─── DATA ───
Issue #81, opened 2018-02-22
Check for unnecessary use of `shared_ptr`


petmac:
As mentioned by @VelocityRa we should prefer to use `unique_ptr` or `weak_ptr`.

alimh1214:
I'm trying to remove unnecessary shared pointers for a class project but it's kind of hard to know if it will screw up the functionality somewhere else.

PR #3275, opened 2024-04-16
removed some unnecessary shared_ptr #81

blackbird806:
For the SDL_Semaphore going back to raw C style is what seemed the most straightforward for me, using unique ptr with custom deleter feels overkill since it's only destroyed at one place.

### DIFF
--- a/vita3k/gui/src/live_area.cpp
+++ b/vita3k/gui/src/live_area.cpp
@@ -820,12 +820,12 @@ void draw_live_area_screen(GuiState &gui, EmuEnvState &emuenv) {
                 std::vector<ImVec4> str_color;
 
                 if (!str_tag.color.empty()) {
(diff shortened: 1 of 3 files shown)


Macdu:
Nice (although I'm not sure whether I would prefer to use a reference instead of a pointer for mz_zip_archive).
For the semaphore stuff, what the code is doing right now is
- Thread 1 allocates ThreadParams on its stack then starts Thread 2
- Thread 2 copies ThreadParams to it stack then notifies Thread 1 using a semaphore
- Thread now can now return, making the inital ThreadParams invalid

This is really overcomplicated for nothing, it would be a lot easier to just do:
- Thread 1 allocates ThreadParams on the heap using new, starts Thread 2 and return
- Thread 2 reads ThreadParams  then delete it using delete
No more need for a semaphore.

PR #3277, opened 2024-04-18
kernel/load_self: fix memory leak

bookmist:
New variable was introduced and immediately go out of scope. Instead of this an existent variable should be used


Macdu (approved):
Indeed, my bad

PR #3281, opened 2024-04-25
build: fix macos build

bookmist:
I'm not sure about making release.


KhoraLee:
Instead of `macos-latest-large `, try `macos-12` or `macos-13`. large runners are pay runner.
Previous runner was macOS 12. So `macos-12` shoud be okay.

This is only temporary action. I will properly fix it on #3282

PR #3282, opened 2024-04-25
ci: respond to github action's macos runner chnage

KhoraLee:
Recently github changed github action's macos-latest runner to arm64 based runner.
So this PR will make runner to create x86_64 binary on arm64 runner.

I had to patch xxHash's CMakeLists.txt because it is getting system's architecture, so it is returning arm64 while it is building x86_64 binary.


Macdu (dismissed):
Thank you for the quick fix!
It's a bit annoying that we have to patch xxhash but it looks more like xxhash's issue for not supporting cross-architecture compilation support with dispatching.

Macdu:
On a side note, we could almost disable the xxhash dispatch mode on Mac. Rosetta does not support AVX anyway, so it's only useful for old x86_64 mac.

KhoraLee:
Disabled xxHash dispatch on macOS.

Macdu (approved):

PR #3287, opened 2024-05-12
compat: Download zipped database

nishinji:
Currently the compatibility database is downloaded uncompressed and is small enough in size, but it is updated frequently.
Therefore reducing the size is a good thing.

It will be decreased from 399KB to 31.6KB


Macdu:
Do not use `path.string().c_str()` (it is not correct all the time), instead use `fs_utils::path_to_utf8(path)`

nishinji:
> Do not use `path.string().c_str()` (it is not correct all the time), instead use `fs_utils::path_to_utf8(path)`

Fixed.

vita3k/compat/src/compat.cpp
```diff
@@ -43,6 +44,42 @@ static std::string db_updated_at;
...
+        mz_zip_archive_file_stat file_stat;
+        if (!mz_zip_reader_file_stat(&zip_archive, i, &file_stat)) {
+            LOG_ERROR("Failed to get file information from ZIP archive");
+            mz_zip_reader_end(&zip_archive);
+            return false;
+        }
+
+        // Extract the file from the ZIP archive
+        fs::path output_file_path = output_path / file_stat.m_filename;
+        if (!mz_zip_reader_extract_to_file(&zip_archive, i, output_file_path.string().c_str(), 0)) {
```
Macdu, line 69: `fs_utils::path_to_utf8` also needs to be used here

nishinji: Oups 🤦‍♂️

Macdu (approved):
Nice work!

PR #3292, opened 2024-05-14
io/modules: Make modules load the case sensitive file found in fs

EXtremeExploit:
Allows Sir Eatsalot to go a bit further on linux, still nothing tho, so its now on par with windows.

Also added vs0 support for finding case sensitive paths

### DIFF
--- a/vita3k/io/src/io.cpp
+++ b/vita3k/io/src/io.cpp
@@ -164,6 +164,12 @@ bool find_case_isens_path(IOState &io, VitaIoDevice &device, const fs::path &tra
         final_path = system_path.string().substr(0, system_path.string().find(addcont_id)) + addcont_id;
         break;
     }
+    case +VitaIoDevice::vs0: {
+        // This only works if ALL the parent folders of the path are the correct case or are in a case insensitive fs
+        // Only the file's name is searched for, not the parent folders
+        final_path = system_path.string().substr(0, system_path.string().find_last_of('/'));
+        break;
+    }
     default: {
         return false;
     }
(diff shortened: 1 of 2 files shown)


vita3k/io/src/io.cpp
```diff
@@ -164,6 +164,10 @@ bool find_case_isens_path(IOState &io, VitaIoDevice &device, const fs::path &tra
         final_path = system_path.string().substr(0, system_path.string().find(addcont_id)) + addcont_id;
         break;
     }
+    case +VitaIoDevice::vs0: {
+        final_path = system_path.string().substr(0, system_path.string().find_last_of('/'));
+        break;
```
Macdu, line 169: This is not entirely accurate, this works if only the file name can be case insensitive (the folder it is in needs to have the correct casing with this approach). This is fine for me, but add a comment specifying it.

EXtremeExploit: I mainly copied what IO had and yeah, its not super great but so far only the filenames have been in the wrong case, ill add the comment on both places when i get home

EXtremeExploit: Sometimes devs put stuff in their own folders inside app0 and still have the wrong case, (`app0:resources/resource.bla`) and "resources" is case sensitive, same for addcont0 where devs decide randomly how to store their DLCs like this mess:
image

Macdu: I don't see what you are saying has to do with my comment. 
If case isensitive paths are enabled, a file app0:folder/file.txt exists and the user asks for app0:fOLder/fILe.txt, it will resolve to the former file correctly.
However, with your approach, if a file vs0:folder/file.txt exists and the user asks for vs0:fOLder/fILe.txt, it won't work (but vs0:folder/fILe.txt will resolve correctly).
Also it looks like you mixed sensitive and insensitive in your comment.

Macdu (approved):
───
## ACTIVITY
Would you restate each line of the material above word for word?

## RESULT OF THIS EXERCISE
Issue #81, opened 2018-02-22
Check for unnecessary use of `shared_ptr`


petmac:
As mentioned by @VelocityRa we should prefer to use `unique_ptr` or `weak_ptr`.

alimh1214:
I'm trying to remove unnecessary shared pointers for a class project but it's kind of hard to know if it will screw up the functionality somewhere else.

PR #3275, opened 2024-04-16
removed some unnecessary shared_ptr #81

blackbird806:
For the SDL_Semaphore going back to raw C style is what seemed the most straightforward for me, using unique ptr with custom deleter feels overkill since it's only destroyed at one place.

### DIFF
--- a/vita3k/gui/src/live_area.cpp
+++ b/vita3k/gui/src/live_area.cpp
@@ -820,12 +820,12 @@ void draw_live_area_screen(GuiState &gui, EmuEnvState &emuenv) {
                 std::vector<ImVec4> str_color;
 
                 if (!str_tag.color.empty()) {
(diff shortened: 1 of 3 files shown)


Macdu:
Nice (although I'm not sure whether I would prefer to use a reference instead of a pointer for mz_zip_archive).
For the semaphore stuff, what the code is doing right now is
- Thread 1 allocates ThreadParams on its stack then starts Thread 2
- Thread 2 copies ThreadParams to it stack then notifies Thread 1 using a semaphore
- Thread now can now return, making the inital ThreadParams invalid

This is really overcomplicated for nothing, it would be a lot easier to just do:
- Thread 1 allocates ThreadParams on the heap using new, starts Thread 2 and return
- Thread 2 reads ThreadParams  then delete it using delete
No more need for a semaphore.

PR #3277, opened 2024-04-18
kernel/load_self: fix memory leak

bookmist:
New variable was introduced and immediately go out of scope. Instead of this an existent variable should be used


Macdu (approved):
Indeed, my bad

PR #3281, opened 2024-04-25
build: fix macos build

bookmist:
I'm not sure about making release.


KhoraLee:
Instead of `macos-latest-large `, try `macos-12` or `macos-13`. large runners are pay runner.
Previous runner was macOS 12. So `macos-12` shoud be okay.

This is only temporary action. I will properly fix it on #3282

PR #3282, opened 2024-04-25
ci: respond to github action's macos runner chnage

KhoraLee:
Recently github changed github action's macos-latest runner to arm64 based runner.
So this PR will make runner to create x86_64 binary on arm64 runner.

I had to patch xxHash's CMakeLists.txt because it is getting system's architecture, so it is returning arm64 while it is building x86_64 binary.


Macdu (dismissed):
Thank you for the quick fix!
It's a bit annoying that we have to patch xxhash but it looks more like xxhash's issue for not supporting cross-architecture compilation support with dispatching.

Macdu:
On a side note, we could almost disable the xxhash dispatch mode on Mac. Rosetta does not support AVX anyway, so it's only useful for old x86_64 mac.

KhoraLee:
Disabled xxHash dispatch on macOS.

Macdu (approved):

PR #3287, opened 2024-05-12
compat: Download zipped database

nishinji:
Currently the compatibility database is downloaded uncompressed and is small enough in size, but it is updated frequently.
Therefore reducing the size is a good thing.

It will be decreased from 399KB to 31.6KB


Macdu:
Do not use `path.string().c_str()` (it is not correct all the time), instead use `fs_utils::path_to_utf8(path)`

nishinji:
> Do not use `path.string().c_str()` (it is not correct all the time), instead use `fs_utils::path_to_utf8(path)`

Fixed.

vita3k/compat/src/compat.cpp
```diff
@@ -43,6 +44,42 @@ static std::string db_updated_at;
...
+        mz_zip_archive_file_stat file_stat;
+        if (!mz_zip_reader_file_stat(&zip_archive, i, &file_stat)) {
+            LOG_ERROR("Failed to get file information from ZIP archive");
+            mz_zip_reader_end(&zip_archive);
+            return false;
+        }
+
+        // Extract the file from the ZIP archive
+        fs::path output_file_path = output_path / file_stat.m_filename;
+        if (!mz_zip_reader_extract_to_file(&zip_archive, i, output_file_path.string().c_str(), 0)) {
```
Macdu, line 69: `fs_utils::path_to_utf8` also needs to be used here

nishinji: Oups 🤦‍♂️

Macdu (approved):
Nice work!

PR #3292, opened 2024-05-14
io/modules: Make modules load the case sensitive file found in fs

EXtremeExploit:
Allows Sir Eatsalot to go a bit further on linux, still nothing tho, so its now on par with windows.

Also added vs0 support for finding case sensitive paths

### DIFF
--- a/vita3k/io/src/io.cpp
+++ b/vita3k/io/src/io.cpp
@@ -164,6 +164,12 @@ bool find_case_isens_path(IOState &io, VitaIoDevice &device, const fs::path &tra
         final_path = system_path.string().substr(0, system_path.string().find(addcont_id)) + addcont_id;
         break;
     }
+    case +VitaIoDevice::vs0: {
+        // This only works if ALL the parent folders of the path are the correct case or are in a case insensitive fs
+        // Only the file's name is searched for, not the parent folders
+        final_path = system_path.string().substr(0, system_path.string().find_last_of('/'));
+        break;
+    }
     default: {
         return false;
     }
(diff shortened: 1 of 2 files shown)


vita3k/io/src/io.cpp
```diff
@@ -164,6 +164,10 @@ bool find_case_isens_path(IOState &io, VitaIoDevice &device, const fs::path &tra
         final_path = system_path.string().substr(0, system_path.string().find(addcont_id)) + addcont_id;
         break;
     }
+    case +VitaIoDevice::vs0: {
+        final_path = system_path.string().substr(0, system_path.string().find_last_of('/'));
+        break;
```
Macdu, line 169: This is not entirely accurate, this works if only the file name can be case insensitive (the folder it is in needs to have the correct casing with this approach). This is fine for me, but add a comment specifying it.

EXtremeExploit: I mainly copied what IO had and yeah, its not super great but so far only the filenames have been in the wrong case, ill add the comment on both places when i get home

EXtremeExploit: Sometimes devs put stuff in their own folders inside app0 and still have the wrong case, (`app0:resources/resource.bla`) and "resources" is case sensitive, same for addcont0 where devs decide randomly how to store their DLCs like this mess:
image

Macdu: I don't see what you are saying has to do with my comment. 
If case isensitive paths are enabled, a file app0:folder/file.txt exists and the user asks for app0:fOLder/fILe.txt, it will resolve to the former file correctly.
However, with your approach, if a file vs0:folder/file.txt exists and the user asks for vs0:fOLder/fILe.txt, it won't work (but vs0:folder/fILe.txt will resolve correctly).
Also it looks like you mixed sensitive and insensitive in your comment.

Macdu (approved):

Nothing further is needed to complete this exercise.